» **Record extracts**

PR #201, opened 2026-08-27
feat(server): move browser sign-in onto Better Auth sessions

bestony:
## Summary

Third step of the Better Auth migration, and the first that changes what a request does. Google sign-in now issues a Better Auth session and every authenticated route resolves one. **Credentials issued before this deploys keep working until they expire**, so the rollout signs nobody out.

Until now the browser held a stateless HS256 JWT with no server-side session row, which meant logout could not revoke anything and the only kill switch for an Account was `users.suspended_at` re-read on each request.

### The published surface is an allowlist

Better Auth serves its entire API from one handler. Reviewers of #196 showed what that costs: `/update-user` writes Better Auth's `name` straight into `users.display_name`, bypassing `UserDisplayNameSchema`, the suspension guard, and the authenticated, origin-checked `/api/v1/me`.

So only the OAuth callback is published — the provider redirects the browser straight to it and nothing else can serve it. Sign-in and sign-out run through OpenTag routes that call Better Auth server-side, keeping the request contract, the origin check, and the response shape ours.

`better-auth-surface.test.ts` asserts the unpublished paths 404 and names the one that escaped if that regresses. Restoring a catch-all fails it on `get-session`.

### Account invariants are enforced at issuance, not after it

`onSessionCreating` runs before any session row exists and must throw to prevent one. There is therefore no window in which a session exists for an Account that is suspended, or that lacks the compatibility Workspace grant every authenticated route derives authority from.

`ensureAccountReady` derives *was this Account just created?* from the absence of a grant. Better Auth owns account creation on its own sign-in paths and cannot tell us, and deriving it makes the call idempotent: a returning Account is a no-op, one that never received a grant gets one.

### Resolution stays live

Better Auth returns an identity. Suspension and Workspace grants are still read from the database on every request, exactly as the legacy path does, so revoking either takes effect immediately rather than at session expiry.

### Other behaviour changes

- **Sign-out revokes the session row**, not just the cookie. It also clears the legacy cookies, because a browser mid-rollout can hold either credential and signing out must end both.
- **The origin check moved back behind the credential check.** I had put it first, which turned an unauthenticated request into `403` instead of `401`; the existing contract test caught it.
- The double-submit CSRF cookie stays. It guards `/api/v1/*` business routes, which are not Better Auth endpoints, so Better Auth's own protection does not cover them.

### Not in this step

The dev sign-in bypass and `POST /api/v1/auth/browser/refresh` still issue and accept legacy JWTs. They keep working through the same preHandler and move in the CLI step, which is where the legacy token service is retired.

## Testing

- `pnpm --filter @opentag/server test:integration` — 191 passing
- New `better-auth-surface.test.ts`: the allowlist holds, and the forwarded URL is built from the configured origin rather than the request `Host`.
- New integration coverage: an Account receives its compatibility Workspace grant before a session exists, idempotently; a suspended Account's session creation is refused with `AUTH_USER_SUSPENDED`.

Not covered by automated tests: a live Google sign-in, which needs OAuth credentials.

## Breaking changes

None for users. Operationally, the Google OAuth client needs the new redirect URI **before** this deploys — see below.

## Deployment prerequisite

Add `https://<app>/api/v1/auth/callback/google` to the Google OAuth client's authorized redirect URIs, and keep the existing `/api/v1/auth/google/callback` until the legacy path is retired. Better Auth's callback path is `<basePath>/callback/<provider>`, so sign-in fails at the provider without it.

## Checklist

### DIFF
--- a/packages/server/src/__tests__/better-auth-surface.test.ts
+++ b/packages/server/src/__tests__/better-auth-surface.test.ts
@@ -22,7 +22,11 @@ function authService(): UserAuthService {
  */
 function recordingBetterAuth(): { handler: ReturnType<typeof vi.fn>; instance: OpenTagBetterAuth } {
   const handler = vi.fn(async () => new Response("reached", { status: 200 }));
-  return { handler, instance: { api: { getSession: vi.fn() }, handler } as unknown as OpenTagBetterAuth };
+  const context = Promise.resolve({ authCookies: { sessionToken: { name: "opentag.session_token" } } });
+  return {
+    handler,
+    instance: { $context: context, api: { getSession: vi.fn() }, handler } as unknown as OpenTagBetterAuth,
+  };
 }
 
 function build(betterAuth: OpenTagBetterAuth) {
@@ -61,6 +65,40 @@ describe("published Better Auth surface", () => {
       expect(response.statusCode, `${request.method} ${request.url} reached Better Auth`).toBe(404);
     }
     expect(handler).toHaveBeenCalledTimes(1);
+  });
+
+  it("issues the double-submit token alongside a session, so a fresh sign-in can mutate", async () => {
+    /*
+     * Better Auth's session cookie is not enough on its own: every browser mutation, sign-out included, also needs
+     * OpenTag's readable double-submit token. Without this a user who signs in can read but never write.
+     */
+    const handler = vi.fn(
+      async () =>
+        new Response(null, {
+          status: 302,
+          headers: { location: "/agents", "set-cookie": "opentag.session_token=abc; Path=/; HttpOnly" },
+        }),
+    );
+    const context = Promise.resolve({ authCookies: { sessionToken: { name: "opentag.session_token" } } });
+    const app = build({ $context: context, api: { getSession: vi.fn() }, handler } as unknown as OpenTagBetterAuth);
+
+    const response = await app.inject({ method: "GET", url: "/api/v1/auth/callback/google?code=x&state=y" });
+
+    const cookies = ([] as string[]).concat(response.headers["set-cookie"] as string | string[]);
+    expect(cookies.some((value) => value.startsWith("opentag.session_token="))).toBe(true);
+    expect(cookies.some((value) => value.startsWith("opentag_csrf="))).toBe(true);
+  });
+
+  it("does not hand out a double-submit token when sign-in failed", async () => {
+    const handler = vi.fn(async () => new Response(JSON.stringify({ error: "nope" }), { status: 401 }));
+    const context = Promise.resolve({ authCookies: { sessionToken: { name: "opentag.session_token" } } });
+    const app = build({ $context: context, api: { getSession: vi.fn() }, handler } as unknown as OpenTagBetterAuth);
+
+    const response = await app.inject({ method: "GET", url: "/api/v1/auth/callback/google?error=denied&state=y" });
+
+    const header = response.headers["set-cookie"];
+    const cookies = header === undefined ? [] : ([] as string[]).concat(header as string | string[]);
+    expect(cookies.some((value) => value.startsWith("opentag_csrf="))).toBe(false);
   });
 
   it("builds the forwarded URL from the configured origin, not the request Host", async () => {
--- a/packages/server/src/__tests__/better-auth-surface.test.ts
+++ b/packages/server/src/__tests__/better-auth-surface.test.ts
@@ -1,0 +1,79 @@
+import { afterEach, describe, expect, it, vi } from "vitest";
+import { createApp } from "../app.js";
+import type { OpenTagBetterAuth } from "../auth/better-auth.js";
+import type { UserAuthService } from "../services/auth/index.js";
+
+const apps: ReturnType<typeof createApp>[] = [];
+afterEach(async () => Promise.all(apps.splice(0).map((app) => app.close())));
+
+function authService(): UserAuthService {
+  return {
+    exchangeConnectCode: vi.fn(),
+    getActiveUserById: vi.fn(),
+    getAuthenticatedUser: vi.fn(),
+    refresh: vi.fn(),
+    updateSelfProfile: vi.fn(),
+  };
+}
+
+/**
+ * Answers every request, so a path reaching Better Auth is visible as a `200 reached` rather than as whatever the
+ * library would have replied. Anything OpenTag has not published must never get here.
+ */
+function recordingBetterAuth(): { handler: ReturnType<typeof vi.fn>; instance: OpenTagBetterAuth } {
+  const handler = vi.fn(async () => new Response("reached", { status: 200 }));
+  return { handler, instance: { api: { getSession: vi.fn() }, handler } as unknown as OpenTagBetterAuth };
+}
+
+function build(betterAuth: OpenTagBetterAuth) {
+  const app = createApp({
+    authService: authService(),
+    betterAuth: { instance: betterAuth, publicUrl: "https://opentag.example.com" },
+  });
+  apps.push(app);
+  return app;
+}
+
+describe("published Better Auth surface", () => {
+  it("serves the OAuth callback and nothing else the library defines", async () => {
+    const { handler, instance } = recordingBetterAuth();
+    const app = build(instance);
+
+    const callback = await app.inject({ method: "GET", url: "/api/v1/auth/callback/google?code=x&state=y" });
+    expect(callback.statusCode).toBe(200);
+    expect(handler).toHaveBeenCalledTimes(1);
+
+    /*
+     * `/update-user` is the one that matters: `user.name` maps to `users.display_name`, so reaching Better Auth here
+     * would be a second Account-profile writer bypassing `UserDisplayNameSchema`, the suspension guard, and the
+     * authenticated, origin-checked `/api/v1/me`. The rest are listed so an accidental catch-all is caught here.
+     */
+    const unpublished = [
+      { method: "POST" as const, url: "/api/v1/auth/update-user" },
+      { method: "POST" as const, url: "/api/v1/auth/sign-in/social" },
+      { method: "POST" as const, url: "/api/v1/auth/sign-out" },
+      { method: "GET" as const, url: "/api/v1/auth/get-session" },
+      { method: "POST" as const, url: "/api/v1/auth/sign-up/email" },
+      { method: "GET" as const, url: "/api/v1/auth/list-sessions" },
+    ];
+    for (const request of unpublished) {
+      const response = await app.inject(request);
+      expect(response.statusCode, `${request.method} ${request.url} reached Better Auth`).toBe(404);
+    }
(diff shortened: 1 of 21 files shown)


baixiaohang (changes requested):
- Rationale: The Better Auth cutover currently leaves newly signed-in browsers unable to mutate or sign out, can restore revoked Workspace authority on the next session issuance, and does not migrate the Slack OAuth flow.

**Risk level**: B-high
- Path baseline: `packages/server/**` -> B-low
- Semantic lift: the change replaces browser session issuance and resolution across authenticated server routes -> B-high

**PR summary**
- Problem: Browser sign-in needs revocable server-side sessions without signing out users who still hold pre-deploy JWT credentials.
- Approach: Google sign-in and authenticated-route resolution move to Better Auth while legacy credentials remain accepted; only the provider callback is publicly mounted, and authorization is intended to remain live through Account and Workspace-grant reads.
- Impacted modules: server auth integration, browser auth routes, authenticated route preHandlers, post-authentication provisioning, and auth integration tests.

**Review findings**

❌ 1. A fresh Better Auth sign-in never issues the `opentag_csrf` cookie required by every browser mutation. The new callback only forwards Better Auth's cookies, while `requireBrowserMutationSecurity` and the Web API still use the separate `opentag_csrf` / `X-OpenTag-CSRF` pair. A user who signs in after this deploy can read data, but profile/Agent/IM mutations and even `/auth/browser/logout` fail with `403`. Please issue the OpenTag double-submit token as part of the Better Auth callback/session transition and cover a fresh sign-in followed by an authenticated mutation and logout. [R4, R5 / `packages/server/src/auth/fastify-handler.ts:31`]

❌ 2. `ensureAccountReady` equates "no active grant" with "new Account" and calls `establishDefaultWorkspaceForNewAccount(..., true)`. A previously revoked Account therefore gets a brand-new Workspace and active Admin grant on its next Better Auth session, undoing the live revocation semantics already asserted by `auth-migrations.test.ts`. The code needs to distinguish first-time provisioning from an existing Account whose grants were revoked; absence of an active grant is not sufficient. [R3, R4 / `packages/server/src/services/auth/post-authentication.ts:39`]

❌ 3. Slack OAuth remains wired exclusively to the legacy access JWT. Its start route constructs a preHandler without the Better Auth resolver, and its callback passes only `opentag_access` into `SlackOAuthService`; a browser holding only the new session cannot start or complete Slack authorization. Please include both halves of this flow in the migration and add Better Auth-session coverage. [R5 / `packages/server/src/api/slack-oauth.ts:75`]

⚠️ 4. Better Auth 1.7.2's `/sign-out` catches session-deletion failures and still returns success, while this route always returns `204`. That means the claimed server-side revocation can silently degrade to cookie-only logout during a database failure. Please either use a revocation path whose failure is observable to this route or explicitly narrow the guarantee and add diagnostics/coverage for the failure case. [R4 / `packages/server/src/api/browser-auth.ts:210`]

✅ The explicit callback allowlist is the right boundary for keeping Better Auth's profile-writing endpoints unpublished.

**Action taken**
- Submitted request changes.

bestony:
All four correct. Fixed in `ecbfc1c`.

**1 — a fresh sign-in could read but never write.** This one follows directly from a call I made badly. I kept the double-submit CSRF specifically to avoid touching the web app's security posture in the same PR that swaps the session mechanism, and then did not follow that decision through: Better Auth's callback issues its own session cookie and knows nothing about `opentag_csrf`, so every mutation and sign-out would have 403'd for anyone who signed in after the deploy.

The callback now issues the token, and only when the response actually carries a session cookie — matched against `authCookies.sessionToken.name` rather than guessed — so a failed sign-in hands out nothing. Two regressions cover it; deleting the issuance fails the first.

**2 — revoked authority came back.** Correct, and the sharper framing is the useful part: "has no active grant" and "is new" are not the same predicate. Whether the Account has *ever* held a grant is what separates first-time provisioning from revocation, and it keeps the call idempotent. A regression provisions an Account, revokes its grant, signs in again, and asserts the grant count stays at one and stays revoked.

**3 — Slack authorization only understood the legacy token.** Correct. Rather than teach the callback about a second cookie, authentication moved out of `SlackOAuthService`: the route resolves the identity through a shared `resolveAuthenticatedUserId` — the same answer the preHandler gives, across every credential this server accepts — and passes it in. The service compares identities, which is all it ever needed to do; `authenticateUser` is gone from its constructor.

That is also the better seam. The old shape meant every new credential type had to be taught to a Slack service.

**4 — sign-out promised more than it could observe.** Correct, and I had written the stronger claim into the commit message. The route now reads the session row back after sign-out and fails loudly if it survived, so the guarantee is checkable rather than inherited from a call that swallows its own failure.

**Validation on `ecbfc1c`**: `pnpm check`, `pnpm build`, `pnpm typecheck`, `pnpm test`, and `pnpm --filter @opentag/server test:integration` (192/192) all pass.

One note in case it shows up in your run: `agents.test.ts > linearizes a collection read when Admin authority is valid before a later revocation` failed once for me with `workspace_admin_grants_revoked_after_granted`, then passed on every later run — three full integration passes since, plus the file on its own. The test revokes with the database's `now()` while the grant carries the fixture's clock, so the two can cross; that reads as a pre-existing timing flake rather than anything this branch introduced, but I want to be precise that I have **not** reproduced it on `main` to prove that. Flagging it rather than claiming it is unrelated.

baixiaohang (changes requested):
- Rationale: The follow-up fixes address the original findings, but the logout failure path still strands a live session after removing the browser's token, and the Slack callback's shared resolver omits the live Account check performed by the normal preHandler.

**Risk level**: B-high
- Path baseline: `packages/server/**` -> B-low
- Semantic lift: browser session resolution and revocation are core authentication/session behavior -> B-high

**PR summary**
- Problem: Browser sign-in needs revocable Better Auth sessions while pre-deploy JWTs remain usable through rollout.
- Approach: Google sign-in issues Better Auth cookies, authenticated routes resolve either credential type, the provider callback remains the only published Better Auth endpoint, and live Account/Workspace state remains the authorization source.
- Impacted modules: server auth integration, browser and Slack OAuth routes, authenticated-route preHandlers, post-authentication provisioning, and auth integration tests.

**Review findings**

❌ 1. The revocation failure path copies Better Auth's clearing `Set-Cookie` headers before checking whether the session survived. Better Auth clears that cookie even when its caught database delete failed, and the Fastify error handler does not remove headers already placed on the reply. The resulting `500` therefore leaves the server-side session live while deleting the browser's only copy of its token; a retry cannot identify and revoke that survivor, so a stolen copy remains usable until expiry. Delay propagating the sign-out cookies until deletion is verified (or otherwise preserve a retryable credential on failure), and cover the survivor response headers as well as the status. [R4 / `packages/server/src/api/browser-auth.ts:217`]

❌ 2. `resolveAuthenticatedUserId` does not actually preserve the preHandler's live Account invariant for Better Auth credentials: it returns `session.user.id` directly instead of calling `getActiveUserById`. An Account suspended after session issuance can therefore pass the Slack callback identity check; `SlackOAuthService` consumes the nonce and exchanges the provider code before `configure` reaches the later resource-authority check. Restore the active-Account check before those side effects and add a suspended Better Auth-session callback regression. [R1, R4, R5 / `packages/server/src/plugins/user-auth.ts:37`]

⚠️ 3. The corrected provisioning behavior intentionally allows a historically granted but now-revoked Account to receive a session with no active Workspace grant, yet `BetterAuthConfig.onSessionCreating` and the integration-test comment still state that no such session can exist. Please align those core-invariant comments with the identity-versus-authority behavior now enforced by the code. [R1 / `packages/server/src/auth/better-auth.ts:21`]

✅ The new callback CSRF issuance, historical-grant discriminator, and credential-neutral Slack route wiring resolve the three original functional blockers.

**Action taken**
- Submitted request changes on the new head.

bestony:
All three correct. Fixed in `b331a34`.

**1 — a failed sign-out stranded a live session.** This is worse than the problem I was fixing, and I introduced it in the fix. Copying the clearing cookies before the survivor check meant a failed delete returned `500` having already destroyed the browser's only copy of a token whose session was still live: nothing left to retry revocation with, and a stolen copy usable until expiry. Cookie-only logout at least left the caller able to try again.

Nothing reaches the reply now until the session is confirmed gone. The regression drives the route with a surviving session and asserts the response carries no `Set-Cookie` at all; restoring the old ordering fails it on exactly that.

**2 — `resolveAuthenticatedUserId` did not do what its name and comment claimed.** It returned the id on the session without the live Account read, so an Account suspended after issuance passed the Slack callback's identity check — and `SlackOAuthService` consumes the nonce and exchanges the provider code before any authority check runs, so the side effects land first. It resolves through `getActiveUserById` now.

Worth noting the shape of this one: I extracted that helper *in the previous round* precisely so routes authenticating outside the preHandler would get the same answer, and then wrote a version that did not. The regression asserts the same request resolves before suspension and rejects with `AUTH_USER_SUSPENDED` after.

**3 — comments overstated the invariant.** Correct, and the distinction is worth stating explicitly rather than just softening the wording: session issuance is a question about **identity**, not authority. An Account whose grants were all revoked can still sign in and see it has no Workspace; re-provisioning at issuance would hand the revoked authority straight back — which is the bug you caught last round. `onSessionCreating`'s contract and the test comment now say that.

**Validation on `b331a34`**: `pnpm check`, `pnpm build`, `pnpm typecheck`, `pnpm test`, and `pnpm --filter @opentag/server test:integration` (193/193) all pass.

baixiaohang (approved):
**Recommendation**: approve
- Rationale: The latest head resolves every blocking authentication, authorization, Slack OAuth, and logout-atomicity issue raised in the prior review rounds, with focused regression coverage and green CI.

**Risk level**: B-high
- Path baseline: `packages/server/**` -> B-low
- Semantic lift: browser session issuance, resolution, and revocation are core authentication/session behavior -> B-high

**PR summary**
- Problem: Browser users need revocable server-side sessions without invalidating credentials issued before the migration.
- Approach: Google sign-in now issues a Better Auth session while legacy JWTs remain accepted; only the provider callback is public, and live Account and Workspace state remains authoritative on each request.
- Impacted modules: server auth integration, browser and Slack OAuth routes, authenticated-route preHandlers, post-authentication provisioning, and auth integration tests.

**Review findings**

✅ 1. Fresh Better Auth sign-in now issues the OpenTag double-submit CSRF token only when a real session cookie is present, preserving the mutation and logout boundary.

✅ 2. First-time provisioning now uses grant history rather than active-grant absence, so a later sign-in cannot restore revoked Workspace authority.

✅ 3. Slack OAuth accepts both credential generations and performs the live Account suspension check before nonce consumption or provider exchange side effects.

✅ 4. Logout withholds clearing cookies until session deletion is verified, preserving a retryable credential when revocation fails.

⚠️ 5. `resolveAuthenticatedUserId` and the regular preHandler retain some duplicated credential-resolution logic. Their behavior is aligned and covered here, so this is non-blocking; consolidating them before adding another credential type would reduce future drift risk.

**Action taken**
- Approved current head `b331a34`.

» **Your assignment**
Begin with the line above that has "OAuth callback and" and continue through the line that has "be a second", setting each one down exactly. Stop there.

» **Output for this task**
+  it("serves the OAuth callback and nothing else the library defines", async () => {
+    const { handler, instance } = recordingBetterAuth();
+    const app = build(instance);
+
+    const callback = await app.inject({ method: "GET", url: "/api/v1/auth/callback/google?code=x&state=y" });
+    expect(callback.statusCode).toBe(200);
+    expect(handler).toHaveBeenCalledTimes(1);
+
+    /*
+     * `/update-user` is the one that matters: `user.name` maps to `users.display_name`, so reaching Better Auth here
+     * would be a second Account-profile writer bypassing `UserDisplayNameSchema`, the suspension guard, and the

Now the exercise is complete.